The result looked similar to the following screenshot:
A few seconds later, the script created embeddings for 105 pages in the Vacation Tracker knowledge base, and it saved the output to the “helpdesk-embeddings.json” file in the “embeddings-poc” folder.
An embedding for each helpdesk article contains many numbers. But now that we have these numbers, we can visualize the helpdesk. For example, we can use the t-SNE technique to reduce the number of floating numbers for each embedding to two and then render the 2D visualization of our helpdesk that looks similar to the following image:
t-SNE (t-Distributed Stochastic Neighbor Embedding) is a dimensionality reduction technique that is particularly well-suited for the visualization of high-dimensional datasets. It was developed by Laurens van der Maaten and Geoffrey Hinton in 2008.
Now that we have embeddings for each of the helpdesk articles let’s create another script that will allow us to ask questions and get answers. This script should do the following:
- Create an embedding from the question.
- Calculate the cosine similarity between the question embedding and each helpdesk article embeddings.
- Choose the article with the highest similarity score.
- Use the GPT API to generate an answer using the selected article’s content as context.
Open your terminal and navigate to the “embeddings-poc” folder again. Create a new file, name it generate-answer.js, and open it in your favorite code editor. Then paste the following code inside the new file and save it:
This code is a Node.js script that processes a user’s question and returns an answer using the GPT API, based on a given set of helpdesk articles. As mentioned above, the main steps it follows are:
- Read the precomputed embeddings of helpdesk articles from a JSON file (helpdesk-embeddings.json).
- Accept a user’s question from the command-line arguments.
- Create an embedding for the user’s question using the createEmbedding() function.
- Calculate the cosine similarity between the question embedding and the helpdesk article embeddings using the cosineSimilarity() function.
- Find the article with the highest similarity score.
- Generate the answer using the GPT API with the selected article’s content as context. This is done using the generateAnswer() function, which sends a request to the GPT API with a formatted message containing the context and the user’s question.
- Print the generated answer to the console.
The script takes the OpenAI API token and the user’s question as command-line arguments, and it requires the ‘fs’ and ‘path’ modules to read the helpdesk embeddings file.
The most complicated part of this script was the cosine similarity.

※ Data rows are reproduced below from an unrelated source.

PR #71, opened 2025-01-13
NPI-3685 Streamline SP3 incorrect timerange unit test

treefern:
This PR attempts to speed up one of our slower unit tests, which parses a full day worth of SP3 data.

The number of sats in the test file has been dropped from 30 to 1.
Test run time is still slow, but perhaps 1-2 seconds faster than it was.

After a bit of investigation, it appears the main bottleneck in reading SP3 files, is the fact ***each epoch*** is parsed into a temporary `DataFrame`, before being concatenated into the output `DataFrame`. So, without significantly overhauling the relevant code, number of epochs is likely to be the main determiner of speed.

Also added:
- a small and experimental utility class `ContextTimer`, which can be used as a context manager, to time function executions.
- use of pyfakefs `reset()` in various unit tests, to better guard against data from previous test runs impacting tests.


ronaldmaj (approved):
This looks good to me - nothing major to comment on. The addition of the `reset()` method is great to lower chances of issues with our unit tests in future

PR #72, opened 2025-01-13
NPI-3388 Pandas deprecation fixes and improved SP3 rendering capability (moon orbit capability 🌚 )

treefern:
This PR has been a while in the making. 😅 
The motivation for this work, was **fixing deprecation issues which would prevent upgrading to Pandas 3.**

One of these issues required changing the way `gen_sp3_content()` renders values within each epoch.
We previously found and replaced `NaN`s with string nodata values, within the `DataFrame` itself. This represented double-handling and is also not allowable in Pandas 3 as it mixed datatypes within a column (we were putting a string nodata value in a numeric column when we found a `NaN` or `+/-inf`).
 
We how handle formatting of `inf` and `NaN` values at the point of rendering, using `Styler`'s `format()`, `hide()`, and `to_string()` functions. This means less double-handling and should improve performance and code clarity. ✨ 

Switching to `Styler` also had an unexpected bonus 🎉 : `Styler`'s `to_string()` has a `delimiter` parameter, and setting this to an empty string allows us to **disable padding between columns** (which had previously been a bugbear).
This change in turn **allows us to format position and clock values at the correct width**, removing a known limitation in the SP3 rendering code.
Now we can output a file with an orbit as large as that of the moon. 🌚 But we'd probably never need to.


treefern:
Further update made to address misalignment of values with full width enabled. It turns out the nodata strings needed updating.

ronaldmaj (approved):
This is awesome, I've just tested this against the unit-tests and all deprecations warnings are now gone (from what I can see). Very happy for this to go in 👍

Luckily, CofounderGPT created it in a few seconds.
Now let’s run this script with the following command from the terminal: node generate-answer.js sk-jRXXX25p “Some question?”, where:
- node generate-answer.js runs the file using Node.js
- sk-jRXXX25p represents an OpenAI API key
- “Some question?” represents the question we want to be answered
Seconds later, the script answers with something similar to the following:
Woohoo, it worked!
Here’s another visualization of the helpdesk articles (blue dots) and the asked question (red dot):
Summary and scoreboard
It seems that we can use OpenAI embeddings for the Knowlo AI-driven tooltips. This script was just a quick proof of concept, and there’s still a lot of work to deliver the MVP version.
OpenAI Embeddings work faster than I expected. However, one of the most concerning things with this proof of concept is the speed of the GPT-4 answers. Luckily, the GPT-3.5-turbo model answers faster, and its answers are not much worse than the GPT-4 answers.

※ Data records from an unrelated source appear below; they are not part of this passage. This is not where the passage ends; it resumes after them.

PR #74, opened 2025-01-23
NPI-3689 Restructure IAU2000 download functionality

treefern:
Separate IAU2000 file variant selection logic from download functionality and improve selection logic to allow passing a date range rather than a single date.

### DIFF
--- a/gnssanalysis/gn_download.py
+++ b/gnssanalysis/gn_download.py
@@ -931,17 +931,17 @@ def download_product_from_cddis(
     return download_filepaths
 
 
-def download_iau2000_varient(
+def download_iau2000_variant(
     download_dir: _Path,
-    iau2000_file_varient: Literal["standard", "daily"],
+    iau2000_file_variant: Literal["standard", "daily"],
     if_file_present: str = "prompt_user",
 ) -> Union[_Path, None]:
     """
-    Downloads IAU2000 file based on the varient requested ("daily" or "standard" file).
+    Downloads IAU2000 file based on the variant requested ("daily" or "standard" file).
     Added in approximately version 0.0.58
 
     :param _Path download_dir: Where to download file (local directory).
-    :param Literal["standard", "daily"] iau2000_file_varient: name of file varient to download. Specifies whether to
+    :param Literal["standard", "daily"] iau2000_file_variant: name of file variant to download. Specifies whether to
         download the recent "daily" file, or the historical "standard" file.
     :param str if_file_present: What to do if file already present: "replace", "dont_replace", defaults to "prompt_user"
     :raises Exception: On download failures. In some cases the underlying exception will be wrapped in the one raised.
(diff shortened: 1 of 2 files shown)


gnssanalysis/gn_download.py
```diff
@@ -903,59 +931,172 @@ def download_product_from_cddis(
...
+    if_file_present: str = "prompt_user",
+) -> Union[_Path, None]:
+    """
+    Compatibility wrapper around new functions
+    DEPRECATED since approximately version 0.0.58
+    """
+    variants = get_iau2000_file_variants_for_dates(start_epoch=start_epoch)
+    if len(variants) != 1:
+        raise NotImplementedError(
+            "Legacy wrapper for IAU2000 file download failed. Exactly one file variant should be returned based on "
```
ronaldmaj, line 1095: I seem to hit this error whenever I put through a start date older than 90 days:
```py
In [23]: download_iau2000_file(download_dir=dwn_dir, start_epoch=st2)
NotImplementedError                       Traceback (most recent call last)
Cell In[23], line 1
----> 1 download_iau2000_file(download_dir=dwn_dir, start_epoch=st2)

File /data/gnssanalysis/gnssanalysis/gn_download.py:1094, in download_iau2000_file(download_dir, start_epoch, if_file_present)
   1092 variants = get_iau2000_file_variants_for_dates(start_epoch=start_epoch)
   1093 if len(variants) != 1:
-> 1094     raise NotImplementedError(
   1095         "Legacy wrapper for IAU2000 file download failed. Exactly one file variant should be returned based on "
   1096         f"a single date ({start_epoch})."
   1097     )
   1098 variant = variants.pop()
   1099 download_iau2000_variant(download_dir=download_dir, iau2000_file_variant=variant, if_file_present=if_file_present)

NotImplementedError: Legacy wrapper for IAU2000 file download failed. Exactly one file variant should be returned based on a single date (2024-10-23 06:00:00).
```

When I run the `get_iau2000_file_variants_for_dates()` function with just the `start_epoch` above, I get back two variants (rather than one)

gnssanalysis/gn_download.py
```diff
@@ -903,59 +931,172 @@ def download_product_from_cddis(
...
+            )
+            if download_filepath_or_none is None:  # File already existed and was not re-downloaded.
+                return None
+            # Download succeeded. Rename to standard filename, and return the path
+            return download_filepath_or_none.rename(download_dir / download_filename)
+        except Exception as ex:
+            logging.error("Failed to download IAU2000 file from CDDIS.", ex)
+
+
+def get_iau2000_file_variants_for_dates(
```
ronaldmaj, line 1008: When I run this with a single date (a `start_epoch`) a little over 90 days ago, I get two variants back, rather than one

ronaldmaj (changes requested):
I've discovered a couple errors coming up that I think shouldn't be, based on my inputs?
Something to look at next week perhaps

gnssanalysis/gn_download.py
treefern: Good catch, thanks. I should've put in a specific test for this wrapper.

treefern: Logic and tests updated. Still no test for this specific function (as it also handles the download), but there is a test for running the variant picker in the legacy mode this wrapper now uses.

gnssanalysis/gn_download.py
treefern: This should now be addressed for the legacy wrapper `download_iau2000_file()`.

For the new function, this is expected behaviour. For a range that doesn't specify an end, we consider the possibility that it runs up to the current date. Therefore, we include the 'daily' file to be safe.

gnssanalysis/gn_download.py
ronaldmaj: I've tested this on dates less than and greater than a week / 8 days. Seems to work well, downloading the daily file within 8 days and the long term data file for dates beyond that (as we previously had it for this function)

ronaldmaj (approved):
This is looking good to go in now. My tests of the legacy function work well now, so no more concerns from me :)

PR #75, opened 2025-03-04
NPI-3781 Fix crash on SP3 header update after Helmert transform

treefern:
A mistake in header update code added in December, causes a crash when trying to update the SP3 header after running a Helmert transform.


seballgeyer (approved):
makes sense. 

Thanks

PR #401, opened 2025-04-16
Updated test timeouts and improved maintainability of them

Achal1607:
Removed individual tests timeouts and shifted to a single place so that it is easy to maintain and also changed from `milliseconds` to `string` for better readability


sid-srini (approved):
LGTM 👍 . Thanks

Another excellent benefit of this approach is built-in multi-language support. Our helpdesk is in English, but if you ask a question in another language, you’ll get an answer in that language!
Here’s the scoreboard for today:
Time spent today: 8h
Total time spent: 41h
Investment today: $0.5 (for OpenAI API usage)
Total investment: $207.5
Now that we’ve established that this works, the next step is to build an actual prototype of the product where users can signup, login, import data, and create and manage tooltips. We’ll be figuring out all the pages that we need and we’ll do some mockups of those pages. Then we’ll figure out a template that we can use that fits with our mockups.